Ceramic has established itself in the exhaust system for good reason. The combination of temperature resistance, thermal shock stability, wear resistance and corrosion resistance enables reliable and precise flap control – even when metallic components reach their limits.
Ceramic bearings and inserts ensure stable, precise guidance of the exhaust flap. Ceramic PVC components thus contribute to the robust longevity of exhaust systems.
Technical Advantages – Exhaust Gas Flap Bearings
- Temperature-resistant, insulating, low thermal expansion: Resistant to high exhaust gas temperatures, thermally insulates adjacent components and minimal expansion during temperature changes.
- Pressure-resistant: Reliably withstands mechanical stresses in the flap and adjustment range.
- Dimensional stability: Maintains dimensional accuracy even under continuous high thermal loads and dynamic stresses.
- Precision: Enables tight tolerances and clean, precise flap guidance.
- Low wear: Reduces friction and abrasion, even with continuous movement in the exhaust gas flow.
- Long service life: Contributes to the long-lasting, reliable function of the entire exhaust flap mechanism.
Sensor Feedthroughs
Modern combustion systems require precise measurement data in order to reduce emissions and comply with legal requirements.
This requires sensors that can measure under extreme conditions – directly in the hot exhaust gas stream, in the tightest installation spaces and throughout the entire service life of a vehicle.
This is where sensor feedthroughs made of technical ceramics come into play. Ceramic sensor feedthroughs are essential components of modern exhaust and engine control systems. They protect sensitive sensor electronics, ensure reliable electrical insulation and transmit signals stably – even under extreme thermal and mechanical conditions.
The multifunctional measuring capability of these sensors enables precise control of the combustion process. This makes them indispensable for compliance with legal requirements and optimisation of engine performance.

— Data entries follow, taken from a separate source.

PR #3266, opened 2026-03-15
activator/client: handle device full when tunnel IDs exhausted

martinsander00:
## Summary of Changes
- Cap tunnel ID allocation per device (500–627) so the activator gracefully rejects users when a device is full instead of allocating invalid tunnel IDs
- Update the CLI to stop retrying on rejection and surface the rejection reason as an error, so operators see a clear "device full" message instead of hanging indefinitely

## Diff Breakdown
| Core logic   |     5 | +37 / -16   | +21  |
| Tests        |     1 | +48 / -7    | +41  |

Majority of new lines are tests for the bounded allocator; core logic is compact.

<details>

- `activator/src/idallocator.rs` — add `with_max` constructor and `Option<u16>` return from `next_available`; 3 new test cases for bounded allocation
- `client/doublezero/src/command/connect.rs` — stop polling on `Rejected` status; return rejection reasons as an error instead of silently succeeding
- `activator/src/process/user.rs` — handle `None` from tunnel ID allocation by rejecting the user with a descriptive onchain log message
- `activator/src/states/devicestate.rs` — cap tunnel IDs at 627 via `IDAllocator::with_max`
- `activator/src/process/iface_mgr.rs` — unwrap `Option` with descriptive panic for segment routing IDs
- `activator/src/process/link.rs` — unwrap `Option` with descriptive panic for link IDs

</details>

## Testing Verification
- All 13 `IDAllocator` unit tests pass, including 3 new tests covering bounded allocation (upper bound respected, gap filling, exhaustion)
- CLI rejection path returns `Err` with reason detail, ensuring `doublezero connect` exits non-zero on device-full rejection

### DIFF
--- a/CHANGELOG.md
+++ b/CHANGELOG.md
@@ -8,7 +8,7 @@ All notable changes to this project will be documented in this file.
 
 ### Changes
 - Activator
-  - Cap tunnel ID allocation per device (500–627) and gracefully reject users when a device is full instead of allocating invalid tunnel IDs
+  - Cap tunnel ID allocation per device based on `max_users` and gracefully reject users when a device is full instead of allocating invalid tunnel IDs
 - Client
   - Surface rejection reason as a CLI error on `doublezero connect` instead of hanging indefinitely when the activator rejects a user (e.g., device full)
   - Demote passive-mode liveness session-down log messages from Info to Debug to reduce log noise when no dataplane action is taken


activator/src/states/devicestate.rs
```diff
@@ -50,7 +50,7 @@ impl DeviceState {
                 .iter()
                 .map(|b| IPBlockAllocator::new((*b).into()))
                 .collect(),
-            tunnel_ids: IDAllocator::new(500, vec![]),
+            tunnel_ids: IDAllocator::with_max(500, 627, vec![]),
```
packethog: I don't think we can set an arbitrary upper bound here. This can be changed at anytime by the contributor. If they move it up past 128, the activator would never assign a tunnel id.

Issue #2924, opened 2026-02-11
New geoProbe targets should have their first probe sent immediately


ben-dz:
When on-chain discovery of geoProbe targets is implemented, we should ensure that a first probe is sent immediately, in addition to the probe being added to the list of probes to be sent on regular intervals.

No modern combustion engine can do without sensor technology with ceramic elements – above all the lambda sensor as a key component for exhaust gas control.
Technical Advantages - Sensor Feedthroughs
- Electrical insulation: Ensures reliable signal transmission without interference and protects sensitive electronics.
- High temperature resistance: Remains stable even at high exhaust gas temperatures directly in the hot exhaust gas flow.
- Dimensional stability: Maintains precise dimensions even under temperature fluctuations or mechanical stress.
- Compact design: Enables space-saving integration even in confined installation spaces.
Membranes for Pressure Sensors
Ceramic pressure diaphragms are high-precision, mechanically robust functional elements used as key components in pressure sensors for automotive applications, reliably converting applied pressure into a measurable signal - even under extreme environmental conditions.
In automotive applications, ceramic pressure diaphragms perform safety- and control-relevant functions and are used particularly where aggressive media, severe temperature fluctuations, and long service life are required. As passive, static components, they must operate with long-term dimensional stability, tightness, and reproducibility.
Material & Design Options
Depending on the sensor principle and application area, different ceramic materials are used. For example, aluminum oxide (Al₂O₃) has proven effective for robust, cost-stable high-volume automotive applications.
Design options:
Planar or structured diaphragm geometries
Customer-specific thicknesses and diameters
Further information on ceramic diaphragms for pressure sensors
Technical Advantages - Membranes
- High long-term stability: No plastic deformation, no creep — consistent sensor characteristics over the entire vehicle service life.
- Temperature resistance: Reliable performance even at high operating temperatures, e.g., in exhaust or engine environments.
- Media resistance: Resistant to aggressive media such as exhaust gases, condensates, fuels, oils, and coolants.